Human-Like Gaze Behavior in Social Robots: A Deep Learning Approach Integrating Human and Non-Human Stimuli

Nonverbal behaviors, particularly gaze direction, play a crucial role in enhancing effective communication in social interactions. As social robots increasingly participate in these interactions, they must adapt their gaze based on human activities and remain receptive to all cues, whether human-generated or not, to ensure seamless and effective communication. This study aims to increase the similarity between robot and human gaze behavior across various social situations, including both human and non-human stimuli (e.g., conversations, pointing, door openings, and object drops). A key innovation in this study, is the investigation of gaze responses to non-human stimuli, a critical yet underexplored area in prior research. These scenarios, were simulated in the Unity software as a 3D animation and a 360-degree real-world video. Data on gaze directions from 41 participants were collected via virtual reality (VR) glasses. Preprocessed data, trained two neural networks-LSTM and Transformer-to build predictive models based on individuals' gaze patterns. In the animated scenario, the LSTM and Transformer models achieved prediction accuracies of 67.6% and 70.4%, respectively; In the real-world scenario, the LSTM and Transformer models achieved accuracies of 72% and 71.6%, respectively. Despite the gaze pattern differences among individuals, our models outperform existing approaches in accuracy while uniquely considering non-human stimuli, offering a significant advantage over previous literature. Furthermore, deployed on the NAO robot, the system was evaluated by 275 participants via a comprehensive questionnaire, with results demonstrating high satisfaction during interactions. This work advances social robotics by enabling robots to dynamically mimic human gaze behavior in complex social contexts.

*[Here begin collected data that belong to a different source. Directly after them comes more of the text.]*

PR #75, opened 2019-10-15
Handle generic trajectory arguments on the ROS client trajectory follower

gonzalocasas:
Changed the ROS client trajectory follower to handle (in a backwards-compatible way) arguments of generic trajectory type.

### Checklist

1. [x] Add the change to the `CHANGELOG.rst` file in the `Unreleased` section under the most fitting heading: `Added`, `Changed`, `Removed`.
1. [x] Run all tests on your computer (i.e. `invoke test`).
1. [ ] If you add new functions/classes, check that:
   1. [ ] Are available on a second-level import, e.g. `compas_fab.robots.Configuration`.
   1. [ ] Add unit tests (especially important for algorithm implementations).

### DIFF
--- a/.travis.yml
+++ b/.travis.yml
@@ -32,6 +32,7 @@ matrix:
       env: TRAVIS_PYTHON_VERSION=3.7
 
 install:
+  - python -m ensurepip
   - pip install cython --install-option="--no-cython-compile"
   - pip install --no-cache-dir -r requirements-dev.txt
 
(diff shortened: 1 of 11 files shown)


gonzalocasas:
After debugging the issue mentioned by @xarthurx above, he confirmed it works (issue was unrelated).

However, I've updated the description of this PR because the change is now a breaking change, the return type of execution methods has been renamed from `CancellableTask` to `CancellableFutureResult`. It is only a name change thou, the method names and semantics of the class remain the same.

@romanarust: considering that, are you still ok with merging it?

romanarust:
of course ;)

gonzalocasas:
merci! then, merging!

PR #111, opened 2020-01-25
Suggestion to add option to run pytest-cov through invoke test

tetov:
I though coverage analysis would be helpful for assessing the state of our documentation. This adds a switch to `invoke test` to run the plugin [pytest-cov](https://github.com/pytest-dev/pytest-cov) when testing.

I also switched the default value for the keyword argument `doctest` to `False` to match the command argument help. The Travis build on Linux runs doctest using `pytest --doctest-modules` so I don't think the CI setup will be impacted by this change

```
$ inv test --help
Usage: inv[oke] [--core-opts] test [--options] [other tasks here ...]

Docstring:
  Run all tests.

Options:
  -c, --coverage   True to generate coverage report using pytest-cov
  -d, --doctest    True to run doctest modules, otherwise False.
```

### Checklist
- ~~[ ] I added a line to the `CHANGELOG.rst` file in the `Unreleased` section under the most fitting heading (e.g. `Added`, `Changed`, `Removed`).~~
- ~~[ ] I have added tests that prove my fix is effective or that my feature works.~~

### DIFF
--- a/.travis.yml
+++ b/.travis.yml
@@ -60,7 +60,7 @@ script:
   - if [[ "$TRAVIS_PYTHON_VERSION" == "3.7" ]]; then
       python3 -m invoke lint || python -m invoke lint;
     fi
-  - python3 -m invoke test --no-doctest || python -m invoke test --no-doctest
+  - python3 -m invoke test || python -m invoke test
   - if [[ "$TRAVIS_GENERATE_DOCS" == "true" ]]; then
       python3 -m invoke docs || python -m invoke docs;
     fi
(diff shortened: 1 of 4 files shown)


gonzalocasas:
@tetov could you check the failing travis thing? I believe that's because of the `doctest` arg of `tasks.py` changing to `False`; the travis file does some stuff to the pytest options based on the build, so, I assume that now the default is different, some of those don't match.

tetov:
I'll look into it, I'm used to get an email for failing builds but haven't been able to set that up yet, so sorry for not fixing it earlier!

tetov:
Ok, the `--no-doctest` flag is removed from the script part of the travis configuration, meaning it will run without doctests now since that's the new default. However the linux job has `PYTEST_ADDOPTS=--doctest-modules` in env so it runs for that job.

PR #115, opened 2020-02-06
Update copyright year

tetov:


gonzalocasas:
Mmm..no, I disagree with this one, sorry.

> The general rule is that the year to include in a copyright notice is the year of first publication of the work. 

https://www.copyrightlaws.com/copyright-symbol-notice-year/

tetov:
Aha! Didn’t know that!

翻译：非语言行为，特别是注视方向，在增强社交互动中的有效沟通方面起着至关重要的作用。随着社交机器人越来越多地参与这些互动，它们必须根据人类活动调整其注视，并对所有线索（无论是否由人类产生）保持敏感，以确保无缝且有效的沟通。本研究旨在提高机器人与人类在各种社交情境下（包括人类与非人类刺激，例如对话、指向、开门和物体掉落）注视行为的相似性。本研究的一个关键创新在于探究对非人类刺激的注视反应，这是先前研究中一个关键但探索不足的领域。这些场景在Unity软件中模拟为3D动画和360度真实世界视频。通过虚拟现实（VR）眼镜收集了41名参与者的注视方向数据。预处理后的数据用于训练两个神经网络——LSTM和Transformer——以基于个体的注视模式构建预测模型。在动画场景中，LSTM和Transformer模型的预测准确率分别为67.6%和70.4%；在真实世界场景中，LSTM和Transformer模型的准确率分别为72%和71.6%。尽管个体间注视模式存在差异，我们的模型在准确率上优于现有方法，同时独特地考虑了非人类刺激，这相比先前文献提供了显著优势。此外，该系统部署于NAO机器人上，通过一份综合问卷由275名参与者进行评估，结果显示交互过程中的满意度很高。这项工作通过使机器人能够在复杂社交情境中动态模仿人类注视行为，推动了社交机器人学的发展。